■ **Instructions for the task**
Copy every line of the data in which the word "custom" occurs.

[[ The data, beginning ]]

PR #1418, opened 2021-03-24
Allow configure custom certificates to collector

rubenvp8510:
In the agent (`sidecar` mode) we allow user to set their custom TLS configuration, if we detect that the user set the flat `reporter.tls.enable=true`, we skip the automatic configuration.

[[ The data, end ]]

■ **Task result**
Allow configure custom certificates to collector
In the agent (`sidecar` mode) we allow user to set their custom TLS configuration, if we detect that the user set the flat `reporter.tls.enable=true`, we skip the automatic configuration.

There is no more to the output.